Serco, a London listed company, which made nearly £300m profit last year, has many contracts to provide management services to government and local authorities, including running prisons, but it has a controversial history with the NHS. In Cornwall it was contracted to provide the out-of-hours GP service from 2006, but has drawn sharp criticism from local health staff and the Liberal Democrat MP Andrew George, accused of compromising safety with cuts.

The company was given an improvement notice by the NHS primary care trust that had commissioned it in 2007 following a number of incidents. Then in 2010, a Cornish boy, Ethan Kerrigan, six, died as a result of a burst appendix when the Serco out-of-hours service advised putting him to bed rather than sending a GP to examine him. Cost-cutting has left the service with insufficient transport and staff to meet needs, according to local GPs. During one Christmas period, nearly one-fifth of calls to the service went unanswered because of lack of capacity. Earlier this year the Royal College of Nursing also complained that proposed cuts to nursing staff working for the Serco out-of-hours service in Cornwall would compromise safety.

Serco's managing director of clinical services, Paul Forden, defended the company's record. "When we took the contract over in Cornwall, there were certainly problems with the way changes were implemented," he said. "But we have invested heavily since and that's why we have recently re-won the contract; we now have response times that are among the best in the country."

Cuts to nursing staff were related to redeployments now that new IT systems had reduced the need for medical staff in the call centre, he said. The company said changes to transport were not necessarily aimed at cost-cutting.Mr Forden added that Serco was able to bring investment to the NHS, which has no "monopoly on how to deliver the best in health services". He said: "It has to cut £20bn a year. It can't invest, but we can invest to improve quality and generate efficiency. We have to bid to deliver at prices that are a lot lower than the NHS to win contracts and that gives the NHS more money to put into the NHS itself."

Because Devon children's services are part of a bid for a commercial contract, Serco said commercial law prohibited it from commenting on them.

Virgin Care also said it could not comment on its tender before a winner had been announced.

Virgin Care came into being at the beginning of this month, following a £4m investment by Sir Richard Branson for a 75% stake in Assura Medical, the loss-making medical services part of the Assura Group, a company listed on the London stock exchange, which acts as commercial partner in property and pharmacy services to GP consortiums.

A spokesman for the company said: "We have a steadfast commitment to delivering high-quality services that meet patient need, are free at the point of delivery and that offer value for the taxpayer."

Virgin Care is involved in a major dispute with the NHS in Yorkshire, where it has reported the NHS primary care trust to the new adjudicator of contracts, the co-operation and competition panel for NHS services, for awarding a contract to the local NHS York Hospitals instead of to Assura/Virgin. Virgin's complaint is that the NHS bid was unrealistically low and therefore unfair.

Critics fear that the increasing involvement of the private sector will divert NHS resources to legal fees and contractual disputes such as these with commercial bidders.

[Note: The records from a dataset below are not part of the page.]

PR #6757, opened 2021-08-24
Make sure (non-React) SVGs are in separate bundles

thewilkybarkid:
# ↪️ Pull Request

`@parcel/packager-raw-url` expects them to be in separate bundles, so currently throws an error when using them from JS. (I don't use `@parcel/transformer-svg-react`, but that seems to need the opposite behaviour.)

## 💻 Examples

See test.

## 🚨 Test instructions

Test included.

## ✔️ PR Todo


packages/transformers/svg-react/src/SvgReactTransformer.js
```diff
@@ -34,6 +34,7 @@ export default (new Transformer({
     );
 
     asset.type = 'jsx';
+    asset.bundleBehavior = 'inline';
```
devongovett: I think this should be `null` instead. `inline` means it will create a separate bundle, and then inline it, but we really just want it to be in the same bundle as the parent javascript.

```suggestion
    asset.bundleBehavior = null;
```

devongovett (approved):

Issue #3738, opened 2019-11-03
Parcel 2: HTML Image Transformer


devongovett:
Create the `@parcel/transformer-html-images` (name TBD) package. This should include a Transformer plugin that transforms `<img>` tags in HTML to `<picture>` elements with multiple sources. It should work with the [@parcel/transformer-webp](https://github.com/parcel-bundler/parcel/issues/3736) and [@parcel/transformer-image-resize](https://github.com/parcel-bundler/parcel/issues/3737) plugins to create multiple dependencies that are transformed by those plugins and re-inserted later as URLs. This handles generating multiple versions of an image with different sizes and formats from a source HTML file and image completely automatically.

HTML like this:

```html
<img src="./image.jpg" width="200">
```

should be transformed into HTML like this, with dependencies created for each referenced asset:

```html
<picture>
  <source type="image/webp" srcset="webp:./image.jpg?width=200, webp:./image.jpg?width=400 2x">
  <source type="image/jpeg" srcset="./image.jpg?width=200, ./image.jpg?width=400 2x">
  <img src="./image.jpg?width=200" width="200">
</picture>
```

This automatically handles creating both WebP and JPG versions of the image, at multiple resolutions.

In addition, the `srcset` attribute should be supported to generate multiple versions with specific sizes from the same input image:

```html
<img srcset="image.jpg 480w, image.jpg 1080w">
```

becomes:

```html
<picture>
  <source type="image/webp" srcset="webp:image.jpg?width=480 480w, webp:image.jpg?width=1080 1080w">
  <source type="image/jpeg" srcset="image.jpg?width=480 480w image.jpg?width=1080 1080w">
  <img src="./image.jpg?width=1080w">
</picture>
```

Note that the protocol and query param syntax here is internal to Parcel and would not be shipped to users. After the images are transformed, the final URL would be placed into the HTML file as expected.

## Open Questions

* What should the default resolutions include? 1x, 2x, 3x? Should this happen by default at all or should we require users specify `srcset` in their code themselves? Seems like it should be fairly common to want this...
* What should the default formats include? WebP and the original format? WebP and JPEG always?
* What should happen if there is no `width` or `height` set on an `<img>`? Just convert to WebP without resizing?

mischnic:
`width` and `height` will be used to calculate the aspect ratio which can reduce layout jank, so we should consider adding these attributes (automatically? - does that have layout sideeffects?):
https://twitter.com/addyosmani/status/1169813271009886208

[...]

PR #6783, opened 2021-08-27
Set image width/height attributes in HTML

thewilkybarkid:
# ↪️ Pull Request

This sets the `width` and `height` attributes on HTML `` elements to help layout in browsers (refs https://github.com/parcel-bundler/parcel/issues/3738#issuecomment-549504886).

I had been using [posthtml-img-autosize](https://github.com/posthtml/posthtml-img-autosize) (with the `processEmptySize` option), but that's incompatible with things like the image transformer (since it runs before transformations).

## 💻 Examples

See the tests.

## 🚨 Test instructions

Tests included.

## ✔️ PR Todo


thewilkybarkid:
The potential layout problem is if someone has something like `img { width: 100% }` without `height: auto` (since the image will stretch). This is combination 3 on https://github.com/WICG/intrinsicsize-attribute/issues/16#issuecomment-500917583.

Or are using the width/height to control the size (refs https://github.com/parcel-bundler/parcel/pull/6783#discussion_r697663129 and https://github.com/parcel-bundler/parcel/issues/3738#issue-516907103).

Feels like the benefits far outweigh this edge case though.

packages/core/integration-tests/test/integration/html-image-size/index.html
```diff
@@ -0,0 +1,12 @@
+<!doctype html>
+<html>
+<body>
+<img id="image1" src="100x100.png">
+<img id="image2" src="100x100.png?width=150">
+<img id="image3" src="100x100.png?height=150">
+<img id="image4" src="100x100.png?width=200&height=150">
+<img id="image5" src="200x200.png" width="100">
+<img id="image6" src="200x200.png" height="100">
```
thewilkybarkid, line 9: As it stands, these are both fixed to be the real size of the image.

flow-libs/image-size.js.flow
```diff
@@ -0,0 +1,5 @@
+// @flow
+
+declare module 'image-size' {
+  declare module.exports: (input: Buffer) => { width: number, height: number, ...};
```
mischnic: Apparently, `width` and `height` can also be undefined: https://github.com/image-size/image-size/blob/a38b56fe7303898ce6811adb213e518a57593d10/lib/types/interface.ts#L1-L10

thewilkybarkid: I don't think those types match the implementation (I believe there should be union types of the different combinations), but better to match it.

thewilkybarkid:
~I'm planning on experimenting with injecting a little CSS to avoid misshapen images (which is hopefully tree-shaken away in most cases).~ (Too much for now.)

packages/packagers/html/src/HTMLPackager.js
```diff
@@ -112,6 +114,51 @@ async function getAssetContent(
...
+
+    const image = bundleGraph.getResolvedAsset(dependency);
+
+    if (!image) {
+      continue;
+    }
+
+    if (
+      typeof image.meta.width !== 'number' &&
+      typeof image.meta.height !== 'number'
```
devongovett: Are these supposed to be set somewhere (e.g. the image transformer)?

packages/packagers/html/src/HTMLPackager.js
```diff
@@ -112,6 +114,51 @@ async function getAssetContent(
...
+    ) {
+      const size = imageSize(await image.getBuffer());
+      image.meta.width = size.width;
+      image.meta.height = size.height;
```
devongovett: I'm not sure we should mutate assets in packagers. I'm actually surprised this works... 😬

packages/packagers/html/src/HTMLPackager.js
```diff
@@ -112,6 +114,51 @@ async function getAssetContent(
...
+    }
+
+    node.attrs.width = image.meta.width;
+    node.attrs.height = image.meta.height;
```
devongovett, line 142: I think we should only do this if a `width` or `height` attribute is not already set on the element?

mischnic:
We never want to make Parcel "break" your code after bundling, so if it worked correctly before bundling, it should still behave the same afterwards. That is unfortunately not always the case here:

https://codesandbox.io/s/serene-ives-legx7?file=/index.html

So I'm torn between automatically adding them to avoid layout shift and not randomly breaking the projects of unknowing users (especially because this is hard to debug if you don't know what you're looking for. In this case, you need to set the other "free" dimension to `auto` instead of `initial` to retain the aspect ratio).

packages/packagers/html/src/HTMLPackager.js
thewilkybarkid: Ideally, yes.

packages/packagers/html/src/HTMLPackager.js
thewilkybarkid: > I think we should only do this if a `width` or `height` attribute is not already set on the element?

Probably. I left this in for the moment (https://github.com/parcel-bundler/parcel/pull/6783#discussion_r697663129) for feedback (primarily about the CSS issue), but in the longer term it would be better for these to be "fixed" earlier in the pipeline (refs https://github.com/parcel-bundler/parcel/issues/3738#issue-516907103).

packages/packagers/html/src/HTMLPackager.js
thewilkybarkid: It could be that the image transformer sets the sizes (even if it's not actually transforming the image), and this sets them if present.

thewilkybarkid:
> So I'm torn between automatically adding them to avoid layout shift and not randomly breaking the projects of unknowing users (especially because this is hard to debug if you don't know what you're looking for. In this case, you need to set the other "free" dimension to `auto` instead of `initial` to retain the aspect ratio).

I do wonder about this too; the packager doesn't feel the right place to do it but I'm not sure where is (the HTML transformer's too early?).

I did wonder about injecting some CSS (https://github.com/parcel-bundler/parcel/pull/6783#issuecomment-913039779), but that also could be thorny (and I'm not sure how and _where_ it should happen: inline and before any CSS in all HTML files that contain images?).

thewilkybarkid:
If it helps, this could be split in two: the first part that adds the width/height as metadata on image assets, then a follow-up that uses it to set the width/height in HTML. Since the latter has potential CSS problems, I could release this as a separate plugin. (The former could also be a separate plugin, but doesn't seem unreasonable to make that information generally available for image assets?)

> the packager doesn't feel the right place to do it but I'm not sure where is (the HTML transformer's too early?).

Looking at the plugin system again, would it be an optimizer? (It's not 'optimization' as such, but needs to be a late-running transformation.)

thewilkybarkid:
> Looking at the plugin system again, would it be an optimizer? (It's not 'optimization' as such, but needs to be a late-running transformation.)

I had a go at writing an optimizer and managed to get it to work, it just seems a bit tricky to find the asset from the `src` (which is now the final path, e.g. `/some-image.ab12345.jpg`).

First attempt looks like:

```js
tree.match({tag: 'img', attrs: {src: true}}, node => {
  let image;

  for (const dependency of dependencies) {
    const asset = bundleGraph.getResolvedAsset(dependency, bundle)

    if (!asset) {
      continue;
    }

    const bundles = bundleGraph.getBundlesWithAsset(asset);

    if (node.attrs['src'] !== bundles[0].name) {
      continue;
    }

    image = asset;
    break;
  }

  // use imageSize on image and update attributes on node

  return node;
});
```

which works, but is rather ugly. Is there a simple way that I've missed?

Does either of these approaches make sense @devongovett @mischnic? I've happy to update this PR or close it and release something standalone.

packages/core/integration-tests/test/integration/html-image-size/index.html
thewilkybarkid: Would be changed by https://github.com/parcel-bundler/parcel/pull/7390

PR #5728, opened 2021-01-28
Fix CSS tree shaking with 'build --no-scope-hoist'

mischnic:
The used symbols data is only valid when scope-hoisting ran. However, for CSS assets `env.scopeHoist` is reset to deduplicate more assets. 

Previously `parcel build --no-scope-hoist` would still shake all CSS declarations because `mode` was indeed production.

PR #6796, opened 2021-08-28
Do not tree shake CSS classes when scope hoisting is disabled

### LINKED ISSUE #6780: CSS modules do not build correctly without scope hoisting
# 🐛 bug report

Running `parcel build --no-scope-hoist` causes used styles to be removed.

I built an example repo here that demonstrates the bug: https://github.com/asmockler/parcel-css-module-bug.

There are 2 build commands, one with scope hoisting on and the other with scope hoisting off. The build to different dist dirs to make it easier to compare the output.

## 🤔 Expected Behavior

All referenced classes from CSS modules should be included whether or not scope hoisting is turned on.

## 😯 Current Behavior

With `--no-scope-hoist`, all or almost all classes are removed during build. In a larger project where I first noticed the bug, I often wind up with just a single class in the output css. 

I will also note that it seems like the build step takes a long time on `Optimizing ModuleName.[hash].css` when it exhibits this behavior, which makes me think the styles are included and then tree-shaken, but I'm not sure. 

## 💁 Possible Solution

Really not sure -- running with `--no-optimize` doesn't seem to fix it, either, though.

## 🔦 Context

I think that with `--no-scope-hoist`, it would be ok to disable all tree-shaking from CSS modules.

## 💻 Code Sample

https://github.com/asmockler/parcel-css-module-bug

## 🌍 Your Environment

| Parcel           | ^2.0.0-rc.0 |
| Node             | Observed on `14.16` and `16.0` |
| npm/Yarn         | Yarn `1.22.10` |
| Operating System | Mac OS Big Sur |

asmockler:
# ↪️ Pull Request

Attempt to resolve https://github.com/parcel-bundler/parcel/issues/6780

Disables CSS tree-shaking when `--no-scope-hoist` is present.

## 💻 Examples

I have an example of the bug in this repo: https://github.com/asmockler/parcel-css-module-bug

## 🚨 Test instructions

Before this change, most or all CSS from CSS modules would be tree-shaken when `--no-scope-hoist` was passed; now, all CSS should be included.

## ✔️ PR Todo

### DIFF
--- a/packages/packagers/css/src/CSSPackager.js
+++ b/packages/packagers/css/src/CSSPackager.js
@@ -152,10 +152,41 @@ async function processCSSModule(
 ): Promise<[Asset, string, ?Buffer]> {
   let ast: Root = postcss.fromJSON(nullthrows((await asset.getAST())?.program));
 
-  let usedSymbols = bundleGraph.getUsedSymbols(asset);
   let localSymbols = new Set(
     [...asset.symbols].map(([, {local}]) => `.${local}`),
   );
+
+  if (asset.env.shouldScopeHoist) {
+    treeShakeUnusedSymbols(logger, ast, bundleGraph, asset, localSymbols);
+  }
+
+  let {content, map} = await postcss().process(ast, {
+    from: undefined,
+    to: options.projectRoot + '/index',
+    map: {
+      annotation: false,
+      inline: false,
+    },
+    // Pass postcss's own stringifier to it to silence its warning
+    // as we don't want to perform any transformations -- only generate
+    stringifier: postcss.stringify,
+  });
+
+  let sourceMap;
+  if (bundle.env.sourceMap && map != null) {
+    sourceMap = new SourceMap(options.projectRoot);
+    sourceMap.addVLQMap(map.toJSON());
+  }
+
+  if (media.length) {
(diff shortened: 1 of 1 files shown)


devongovett:
cc. @mischnic 

I think another question is why we are storing an AST at all when scope hoisting is disabled...

mischnic:
I would be surprised if this actually works. Because we reset `env.scopeHoist` in the CSS transformer to allow for more deduplication, this means that the CSS packager doesn't actually know if scope hoisting is enabled or not.

`asset.env.shouldScopeHoist` is always false in the packager.

asmockler:
You're right...I thought I had fixed it, but turns out I had just broken the normal behavior 😅  what if `scopeHoist` was passed through in the CSS transformer as well?

i.e. add `shouldScopeHoist: asset.env.shouldScopeHoist,` to https://github.com/parcel-bundler/parcel/blob/v2/packages/transformers/css/src/CSSTransformer.js#L56-L63

I would be happy to add that, but I am not sure if it is going to have other consequences.

mischnic:
My plan for this is to make `getUsedSymbols` return `Array<Symbol> | null`, so that you can differentiate the cases "nothing is used" and "symbol propagation didn't run"/"unkown".

devongovett:
Should be fixed by #5728.

PR #6798, opened 2021-08-29
Add support for injecting manifest into service workers

devongovett:
This adds a `@parcel/runtime-service-worker` plugin, which can be used to inject a manifest of bundles along with a version hash into a service worker. There is also a "browser" target for this plugin that you can import in a service worker to access the manifest/version.

For example (code based on https://bundlers.tooling.report/non-js-resources/service-worker/):

```js
import {manifest, version} from '@parcel/runtime-service-worker';

async function install() {
  const cache = await caches.open(version);
  await cache.addAll(manifest);
}
addEventListener('install', e => e.waitUntil(install()));

async function activate() {
  const keys = await caches.keys();
  await Promise.all(keys.map(key => key !== version && caches.delete(key)));
}
addEventListener('activate', e => e.waitUntil(activate()));
```


parcel-benchmark:
## Benchmark Results

#### Timings

| --- | --- | --- |
| Cold | 1.57s | +6.00ms |
| Cached | 277.00ms | +17.00ms ⚠️ |

#### Cold Bundles

*No bundle changes detected.*

#### Cached Bundles

*No bundle changes detected.*

</p></details>

#### Timings

| --- | --- | --- |
| Cold | 8.47s | -67.00ms |
| Cached | 418.00ms | +6.00ms |

#### Cold Bundles

| dist/logo.c5bb83f1.png | 246.00b | +0.00b | 4.54s | +534.00ms ⚠️ |

#### Cached Bundles

*No bundle changes detected.*

</p></details>

#### Timings

| --- | --- | --- |
| Cold | 56.91s | -164.00ms |
| Cached | 1.60s | +86.00ms ⚠️ |

#### Cold Bundles

| dist/index.334769ba.js | 1.77mb | -8.00b 🚀 | 16.41s | +4.00ms |
| dist/index.2017f979.js | 694.59kb | +19.00b ⚠️ | 43.89s | +47.00ms |

#### Cached Bundles

| dist/index.ed2b7d05.js | 1.77mb | -6.00b 🚀 | 16.91s | +400.00ms |
| dist/index.fefdc2ee.js | 694.58kb | +4.00b ⚠️ | 45.28s | +1.50s |
| dist/Modal.b23a7ff6.js | 45.30kb | +15.00b ⚠️ | 44.77s | +1.44s |

</p></details>

#### Timings

| --- | --- | --- |
| Cold | 6.15s | +51.00ms |
| Cached | 346.00ms | +1.00ms |

#### Cold Bundles

*No bundle changes detected.*

#### Cached Bundles

*No bundle changes detected.*

</p></details>

**[Click here to view a detailed benchmark overview.](https://benchmark.parceljs.org/benchmark/308418670481113665)**

packages/runtimes/service-worker/package.json
```diff
@@ -0,0 +1,32 @@
...
+  },
+  "repository": {
+    "type": "git",
+    "url": "https://github.com/parcel-bundler/parcel.git"
+  },
+  "main": "./lib/ServiceWorkerRuntime.js",
+  "source": {
+    "./lib/ServiceWorkerRuntime.js": "./src/ServiceWorkerRuntime.js"
+  },
+  "browser": "browser.js",
```
mischnic: This will definitely break when building the REPL.

Could we instead override the dependency like the JSRuntime does?

devongovett: The thing is, runtimes don't override a dependency, they add an _additional_ resolution - the original is still there. For replacing async dependencies this works because we prefer resolutions in the same bundle, but for sync dependencies you'll get the original asset.

devongovett: I guess one option would be to create another package, eg @parcel/service-worker... but I was trying avoid that

devongovett: I guess that wouldn't be too bad. You'd have to install the package manually into your project anyway (e.g. in Yarn 2) even if the runtime is in the default config 🤷

packages/core/core/src/requests/EntryRequest.js
```diff
@@ -248,7 +248,9 @@ export class EntryResolver {
         if (!allTargetsHaveSource && pkg.source != null) {
           let pkgSources = Array.isArray(pkg.source)
             ? pkg.source
-            : [pkg.source];
+            : typeof pkg.source === 'string'
+            ? [pkg.source]
+            : [];
```
mischnic: Are there tests somewhere for this change?

packages/runtimes/service-worker/src/ServiceWorkerRuntime.js
```diff
@@ -0,0 +1,50 @@
...
+    let manifest = [];
+    bundleGraph.traverseBundles(b => {
+      if (b.bundleBehavior === 'inline' || b.id === bundle.id) {
+        return;
+      }
+
+      manifest.push(urlJoin(b.target.publicUrl, b.name));
+    });
+
+    let code = `import {_register} from '@parcel/service-worker';
```
mischnic, line 35: So this imports `@parcel/service-worker` relative to the runtime? It should rather be resolved from the user's package. Yarn 2 would still break

packages/core/core/src/requests/EntryRequest.js
devongovett: Well, it's not really a change, this was done to appease Flow...

mischnic (approved):

PR #9866, opened 2024-07-23
Parcel3 - Fixed hanging process and tracer

alshdavid:
*Fixes*

Process would panic if `new ParcelV3()` was called more than one time in a single process - this throws in integration tests where a single Nodejs process creates multiple Parcel instances.
- Ignore tracer errors when Parcel is initialized multiple times
- Refactored tracer initializer
- By default, the tracer now outputs to stdout in debug mode and to a file in release

Process would hang on exit
- Added `into_unref()` to `JsCallable` to tell Nodejs not to hold the process open waiting for callbacks to be dropped
- Updated call sites of `JsCallable` to ensure nothing held the process open


crates/node-bindings/src/parcel/tracer.rs
```diff
@@ -0,0 +1,178 @@
...
+    directory: String,
+    /// A prefix for the log file names.
+    prefix: String,
+    /// The maximum number of rotated files to keep.
+    max_files: u32,
+  },
+}
+
+/// Telling Napi how to convert from a JS type to the enum
+impl FromNapiValue for TracerMode {
```
MonicaOlejniczak: Can't you just annotate the enum with napi since it's already in node bindings?

crates/node-bindings/src/parcel/tracer.rs
```diff
@@ -0,0 +1,178 @@
...
+
+/// A reference counted guard that holds the tracer
+/// open until all instances are dropped
+pub struct Tracer {
+  count: Arc<AtomicUsize>,
+  worker_guard: Arc<Option<WorkerGuard>>,
+}
+
+impl Tracer {
+  /// The Tracer can only be initialized once per process instance,
```
MonicaOlejniczak: This isn't a function doc comment, should just be `//`

crates/node-bindings/src/parcel/tracer.rs
alshdavid: Unfortunately structured enums are not supported by napi-rs and need to be manually mapped. An enum with internal values also has weird mappings.

I'm thinking of writing a macro to standardize enum serialization/deserialization so that an enum always serializes to/from `{ key: string, ...data: EnumProps }`

crates/node-bindings/src/parcel/tracer.rs
alshdavid: :+1: Updated

crates/node-bindings/src/parcel/tracer.rs
MonicaOlejniczak: I would just use serde then 🤷

crates/node-bindings/src/parcel/tracer.rs
```diff
@@ -0,0 +1,178 @@
...
+}
+
+/// Needs to exist for deserialization
+impl ToNapiValue for TracerMode {
+  unsafe fn to_napi_value(
+    _env: napi::sys::napi_env,
+    _val: Self,
+  ) -> napi::Result<napi::sys::napi_value> {
+    // we don't send this value back to JS
+    unimplemented!()
```
yamadapc: Can you remove if it's not used

crates/node-bindings/src/parcel/tracer.rs
```diff
@@ -0,0 +1,178 @@
...
+/// A reference counted guard that holds the tracer
+/// open until all instances are dropped
+pub struct Tracer {
+  count: Arc<AtomicUsize>,
+  worker_guard: Arc<Option<WorkerGuard>>,
+}
+
+impl Tracer {
+  // The Tracer can only be initialized once per process instance,
+  //subsequent invocations will reuse an existing instance
```
yamadapc: I don't understand why you need to handle this;

crates/node-bindings/src/parcel/tracer.rs
```diff
@@ -0,0 +1,178 @@
...
+    global_tracer.replace(tracer.clone());
+
+    Ok(tracer)
+  }
+}
+
+/// Increment reference count
+impl Clone for Tracer {
+  fn clone(&self) -> Self {
+    self.count.fetch_add(1, Ordering::Relaxed);
```
yamadapc: Instead of doing this you can make factory functions return `Arc` and keep a `Weak` in the global

But I'm not sure why we need to handle to build this wrapper

crates/node-bindings/src/parcel/parcel/tracing_setup.rs
```diff
@@ -1,73 +0,0 @@
...
-}
-
-/// This is a guard, when it's dropped certain resources related to tracing might flush to disk or
-/// be released. It should be kept alive for the duration of the program.
-pub struct ParcelTracingGuard {
-  guard: Option<tracing_appender::non_blocking::WorkerGuard>,
-}
-
-/// Set-up tracing based on JavaScript provided options and return a guard.
-pub fn setup_tracing(options: &Option<ParcelTracingOptions>) -> anyhow::Result<ParcelTracingGuard> {
```
yamadapc, line 47: This already will only be initialized once because it'll fail if you initialise twice, we can just ignore the failure

crates/node-bindings/src/parcel/tracer.rs
alshdavid: Do we envision needing multiple different tracers running? For example during integration tests where they may need to output to files with different prefixes or something

yamadapc: No I don't think so, but `tracing` itself won't allow more than one per process

crates/node-bindings/src/parcel/tracer.rs
alshdavid: Updated

crates/node-bindings/src/parcel/tracer.rs
alshdavid: Updated

crates/node-bindings/src/parcel/tracer.rs
alshdavid: Updated

crates/node-bindings/src/parcel/tracer.rs
alshdavid: Removed this

crates/node-bindings/src/parcel/parcel/tracing_setup.rs
alshdavid: Updated to ignore the failure

crates/parcel_napi_helpers/src/js_callable/js_callable.rs
```diff
@@ -58,6 +58,11 @@ impl JsCallable {
     Self::new(jsfn)
   }
 
+  pub fn into_unref(mut self, env: &Env) -> napi::Result<Self> {
+    self.threadsafe_function.unref(env)?;
```
yamadapc, line 62: I don't think this is right, we should do it on drop if we need to

yamadapc: https://nodejs.org/api/n-api.html#napi_unref_threadsafe_function

Nevermind, I guess this is okay

packages/core/integration-tests/test/parcel-v3.js
```diff
@@ -52,7 +52,7 @@ describe('parcel-v3', function () {
     assert.equal(output(), 3);
   });
 
-  it('should run the main-thread bootstrap function', async function () {
+  it.only('should run the main-thread bootstrap function', async function () {
```
yamadapc: You don't want this

crates/parcel_napi_helpers/src/js_callable/js_callable.rs
alshdavid: :facepalm:  Thanks

packages/core/integration-tests/test/parcel-v3.js
alshdavid: :facepalm:  Thanks

yamadapc (approved):

PR #9870, opened 2024-07-25
Use request context in path request

MonicaOlejniczak:
# ↪️ Pull Request

Simplifies the path request instantiation by using the dependencies available in the request context, instead of manually injecting named pipelines and resolvers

Professor Allyson Pollock, author of a series of analyses for the Lancet and BMJ on how the health bill will change the NHS and a leading critic of the reforms, said the Devon tender "was a clear privatising of the service for the most vulnerable". She said: "It has huge implications elsewhere and serious questions have to be asked about why they are doing this when the bill is not yet law and it is not even clear what the statutory requirements will be for children's services."

NHS Devon's director of strategic commissioning, Jayne Carroll, said the aim of contracting out the services was "to secure the best possible service and improve outcomes for children and young people while continuing to strengthen integrated community-based health and social care".